▸ About this task
Please print the whole listing again, exactly as shown.

Input data below:

PR #5344, opened 2025-04-26
Drop unused JavaAIEditor and associated classes

timtebeek:
The only usage was in https://github.com/openrewrite/rewrite-generative-ai, but the code-davinci-edit-001 model was shut down on 2024-01-04. Rather than maintain these classes with a split between here and there, there's a branch to update usage in rewrite-generative-ai: https://github.com/openrewrite/rewrite-generative-ai/compare/main...switch-to-gpt-4o


timtebeek:
- Downstream changes made in https://github.com/openrewrite/rewrite-generative-ai/pull/23

PR #5348, opened 2025-04-28
Support two modes for handling `GenericTypeVariables` in `TypeUtils.isAssignableTo(..)` and `TypeUtils.isOfType(..)`

fmodesto:
## What's Changed

- `TypeUtils.isAssignableTo(..)` and `TypeUtils.isOfType(..)` now support two modes for handling `GenericTypeVariable`s:
  - **Bound mode**: Follows standard Java generic rules (e.g., `<T, S extends T>` `T` can only be assigned from `T` and `S`).
  - **Infer mode**: Attempts to infer if a type variable *could* be bound to the target type (e.g. `<T extends Number>` `T` can be assigned from `Integer`).

> ⚠️ Note: While Infer mode includes some validation, it does not fully track substitutions across type variables.
> For example, given `Map<T, T>` where `<T extends Number>`, it will:
> - ❌ Reject Map<String, String> (as String is not a Number)
> - ✅ Accept Map<Integer, Long> (as inference treats both as matching T, without enforcing consistency)

- **`SemanticallyEquals`**
  - All calls to `isAssignableTo` and `isOfType` are now protected methods, allowing them to be overridden.

- **`JavaTemplateSemanticallyEquals`**
  - Replaces all `isOfType` calls with `isAssignableTo` to enable more flexible generic matching.

- **`TypeUtils`**
  - Most logic has been moved to `Types`, which is now instance-based to support shared state (e.g., binding stacks) and avoid infinite recursion during generic inference.

- **`Types`**
  - Now contains the core logic for `isAssignableTo` and `isOfType`.
  - Improved support for matching parameterized types by propagating type parameters down the type hierarchy via `maybeResolveParameters`.

## What's your motivation?
Enable full support for generics in `JavaTemplate`, including type inference.

### Checklist


rewrite-java/src/main/java/org/openrewrite/java/tree/Types.java
```diff
@@ -0,0 +1,542 @@
...
+        JavaType to;
+        JavaType from;
+
+        @Override
+        public boolean equals(Object o) {
+            if (this == o) return true;
+            if (!(o instanceof TypePair)) return false;
+
+            TypePair that = (TypePair) o;
+            return operation == that.operation && mode == that.mode && to == that.to && from == that.from;
```
timtebeek, line 530: This `==` comparison will match then the types are identical as parsed from the same source, but I have a slight worry about how `to == that.to && from == that.from` will hold up when recipes are chained together; it's not uncommon for us to use `ShallowClass.build(String)` in recipes, which will then of course result in a different instance, even if the types they represent might still be the same as what we compare against.

Any thoughts here?

timtebeek (commented):
Did a quick round of polish and posed a question that would be good if others could weigh in on as well. I've not gone in depth fully on `Types` and `TypeUtils` just yet; I suggest that's where the others focus their review.

rewrite-java/src/main/java/org/openrewrite/java/tree/Types.java
fmodesto: The `==` identity check is used to prevent infinite recursion when dealing with recursive types (e.g., `E extends Enum<E>`). I was cautious about using `.equals()` or `.isOfType()` because those might themselves trigger recursion.

#### Expansion of `isAssignableTo(Enum<E>, MyEnum)`

| TO        | FROM         | Explanation |
|-----------|--------------|-------------|
| `Enum<E>` | `MyEnum`     | FQNs don't match, so check type hierarchy |
| `Enum<E>` | `Enum<MyEnum>` | FQNs match |
|   \ `<E>`     |   \ `<MyEnum>`   | Check if both lists are same size and positionally assignable |
| `E`       | `MyEnum`     | `E` is generic with bounds `E extends Enum<E>`, expand them |
| `Enum<E>` | `MyEnum`     | We have this in the expansion, is a recursive type, assume true |

This logic depends on the fact that when traversing the types  **their getters consistently return the same object references**. There are two cases where types are reconstructed:

- When resolving the type hierarchy (e.g., `MyEnum` to `Enum<MyEnum>`), a new type is created with potentially different type arguments—but the type arguments themselves are not modified.
- When expanding a type variable to its bounds (e.g., `E` to `Enum<E>`), if the bounds are a list, an `Intersection` type is created. These intersections are cached to preserve identity semantics via `==`. But if there is a cycle, it will be encountered before the expansion, so not sure if the cache is necessary.

sambsnyd:
Nice work @fmodesto !

Jenson3210:
I have created a unit test (borrowed from the static analysis module) after analyzing how that one would fail. 
It turns out it uses the `RenameVariable` internally -> coded the test for this one to showcase the issue. 

Other than that, I have mentioned in the classes where the "bug" got introduced that caused this regression. 
@fmodesto or someone else, if you have any idea how to tackle this one, I would be happy to take it's implementation further . At the moment, I am still not getting 100% of why `RenameVariable` needs this check. 

My next point of attcking this issue is by further analyzing this visitor to see if the `isOfType` information is really needed here or if we can do it differently. 

Bottom root cause: these changes introduced "unwrapping" the method into it's returned type pre-comparing with the type.

PR #5350, opened 2025-04-28
Allow parallel `RewriteTest` runs using `javaVersion`

timtebeek:
## What's changed?
Change the `static` fields in `Assertions` to use `ConcurrentHashMap` instead of `HashMap`.

## What's your motivation?
We saw `ConcurrentModificationException` when using the following trio of methods together with JUnit platform parallel tests:
https://github.com/openrewrite/rewrite/blob/20dc764c508a7be8d1c5e197f39fe7508a510c2e/rewrite-java/src/main/java/org/openrewrite/java/Assertions.java#L262-L276
This happened specifically in rewrite-static-analysis, where there's various test classes using these static methods, that could trigger at the same time to populate these maps.

I'd expect the performance impact to be small here: they are not used as often as other constructs, and could provide a speed up by allowing recipes to run in parallel.

We could make those methods above `synchronized`; `ConcurrentHashMap` seemed the better option.

## Any additional context
We saw test runs start to take longer and longer downstream, up to 30 minutes. Running test classes in parallel could speed that up.

### DIFF
--- a/rewrite-gradle/src/test/java/org/openrewrite/gradle/gradle8/JacocoReportDeprecationsTest.java
+++ b/rewrite-gradle/src/test/java/org/openrewrite/gradle/gradle8/JacocoReportDeprecationsTest.java
@@ -32,7 +32,7 @@ class JacocoReportDeprecationsTest implements RewriteTest {
 
     @Test
     @DocumentExample
-    void enabledDeprecatedInNormalSyntax() {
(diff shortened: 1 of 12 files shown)


greg-at-moderne (approved):
It looks fine to me. I fail to understand why it would be needed TBH, but I see no harm. Thus approving.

End of Input data.

▸ Result below
PR #5344, opened 2025-04-26
Drop unused JavaAIEditor and associated classes

timtebeek:
The only usage was in https://github.com/openrewrite/rewrite-generative-ai, but the code-davinci-edit-001 model was shut down on 2024-01-04. Rather than maintain these classes with a split between here and there, there's a branch to update usage in rewrite-generative-ai: https://github.com/openrewrite/rewrite-generative-ai/compare/main...switch-to-gpt-4o


timtebeek:
- Downstream changes made in https://github.com/openrewrite/rewrite-generative-ai/pull/23

PR #5348, opened 2025-04-28
Support two modes for handling `GenericTypeVariables` in `TypeUtils.isAssignableTo(..)` and `TypeUtils.isOfType(..)`

fmodesto:
## What's Changed

- `TypeUtils.isAssignableTo(..)` and `TypeUtils.isOfType(..)` now support two modes for handling `GenericTypeVariable`s:
  - **Bound mode**: Follows standard Java generic rules (e.g., `<T, S extends T>` `T` can only be assigned from `T` and `S`).
  - **Infer mode**: Attempts to infer if a type variable *could* be bound to the target type (e.g. `<T extends Number>` `T` can be assigned from `Integer`).

> ⚠️ Note: While Infer mode includes some validation, it does not fully track substitutions across type variables.
> For example, given `Map<T, T>` where `<T extends Number>`, it will:
> - ❌ Reject Map<String, String> (as String is not a Number)
> - ✅ Accept Map<Integer, Long> (as inference treats both as matching T, without enforcing consistency)

- **`SemanticallyEquals`**
  - All calls to `isAssignableTo` and `isOfType` are now protected methods, allowing them to be overridden.

- **`JavaTemplateSemanticallyEquals`**
  - Replaces all `isOfType` calls with `isAssignableTo` to enable more flexible generic matching.

- **`TypeUtils`**
  - Most logic has been moved to `Types`, which is now instance-based to support shared state (e.g., binding stacks) and avoid infinite recursion during generic inference.

- **`Types`**
  - Now contains the core logic for `isAssignableTo` and `isOfType`.
  - Improved support for matching parameterized types by propagating type parameters down the type hierarchy via `maybeResolveParameters`.

## What's your motivation?
Enable full support for generics in `JavaTemplate`, including type inference.

### Checklist


rewrite-java/src/main/java/org/openrewrite/java/tree/Types.java
```diff
@@ -0,0 +1,542 @@
...
+        JavaType to;
+        JavaType from;
+
+        @Override
+        public boolean equals(Object o) {
+            if (this == o) return true;
+            if (!(o instanceof TypePair)) return false;
+
+            TypePair that = (TypePair) o;
+            return operation == that.operation && mode == that.mode && to == that.to && from == that.from;
```
timtebeek, line 530: This `==` comparison will match then the types are identical as parsed from the same source, but I have a slight worry about how `to == that.to && from == that.from` will hold up when recipes are chained together; it's not uncommon for us to use `ShallowClass.build(String)` in recipes, which will then of course result in a different instance, even if the types they represent might still be the same as what we compare against.

Any thoughts here?

timtebeek (commented):
Did a quick round of polish and posed a question that would be good if others could weigh in on as well. I've not gone in depth fully on `Types` and `TypeUtils` just yet; I suggest that's where the others focus their review.

rewrite-java/src/main/java/org/openrewrite/java/tree/Types.java
fmodesto: The `==` identity check is used to prevent infinite recursion when dealing with recursive types (e.g., `E extends Enum<E>`). I was cautious about using `.equals()` or `.isOfType()` because those might themselves trigger recursion.

#### Expansion of `isAssignableTo(Enum<E>, MyEnum)`

| TO        | FROM         | Explanation |
|-----------|--------------|-------------|
| `Enum<E>` | `MyEnum`     | FQNs don't match, so check type hierarchy |
| `Enum<E>` | `Enum<MyEnum>` | FQNs match |
|   \ `<E>`     |   \ `<MyEnum>`   | Check if both lists are same size and positionally assignable |
| `E`       | `MyEnum`     | `E` is generic with bounds `E extends Enum<E>`, expand them |
| `Enum<E>` | `MyEnum`     | We have this in the expansion, is a recursive type, assume true |

This logic depends on the fact that when traversing the types  **their getters consistently return the same object references**. There are two cases where types are reconstructed:

- When resolving the type hierarchy (e.g., `MyEnum` to `Enum<MyEnum>`), a new type is created with potentially different type arguments—but the type arguments themselves are not modified.
- When expanding a type variable to its bounds (e.g., `E` to `Enum<E>`), if the bounds are a list, an `Intersection` type is created. These intersections are cached to preserve identity semantics via `==`. But if there is a cycle, it will be encountered before the expansion, so not sure if the cache is necessary.

sambsnyd:
Nice work @fmodesto !

Jenson3210:
I have created a unit test (borrowed from the static analysis module) after analyzing how that one would fail. 
It turns out it uses the `RenameVariable` internally -> coded the test for this one to showcase the issue. 

Other than that, I have mentioned in the classes where the "bug" got introduced that caused this regression. 
@fmodesto or someone else, if you have any idea how to tackle this one, I would be happy to take it's implementation further . At the moment, I am still not getting 100% of why `RenameVariable` needs this check. 

My next point of attcking this issue is by further analyzing this visitor to see if the `isOfType` information is really needed here or if we can do it differently. 

Bottom root cause: these changes introduced "unwrapping" the method into it's returned type pre-comparing with the type.

PR #5350, opened 2025-04-28
Allow parallel `RewriteTest` runs using `javaVersion`

timtebeek:
## What's changed?
Change the `static` fields in `Assertions` to use `ConcurrentHashMap` instead of `HashMap`.

## What's your motivation?
We saw `ConcurrentModificationException` when using the following trio of methods together with JUnit platform parallel tests:
https://github.com/openrewrite/rewrite/blob/20dc764c508a7be8d1c5e197f39fe7508a510c2e/rewrite-java/src/main/java/org/openrewrite/java/Assertions.java#L262-L276
This happened specifically in rewrite-static-analysis, where there's various test classes using these static methods, that could trigger at the same time to populate these maps.

I'd expect the performance impact to be small here: they are not used as often as other constructs, and could provide a speed up by allowing recipes to run in parallel.

We could make those methods above `synchronized`; `ConcurrentHashMap` seemed the better option.

## Any additional context
We saw test runs start to take longer and longer downstream, up to 30 minutes. Running test classes in parallel could speed that up.

### DIFF
--- a/rewrite-gradle/src/test/java/org/openrewrite/gradle/gradle8/JacocoReportDeprecationsTest.java
+++ b/rewrite-gradle/src/test/java/org/openrewrite/gradle/gradle8/JacocoReportDeprecationsTest.java
@@ -32,7 +32,7 @@ class JacocoReportDeprecationsTest implements RewriteTest {
 
     @Test
     @DocumentExample
-    void enabledDeprecatedInNormalSyntax() {
(diff shortened: 1 of 12 files shown)


greg-at-moderne (approved):
It looks fine to me. I fail to understand why it would be needed TBH, but I see no harm. Thus approving.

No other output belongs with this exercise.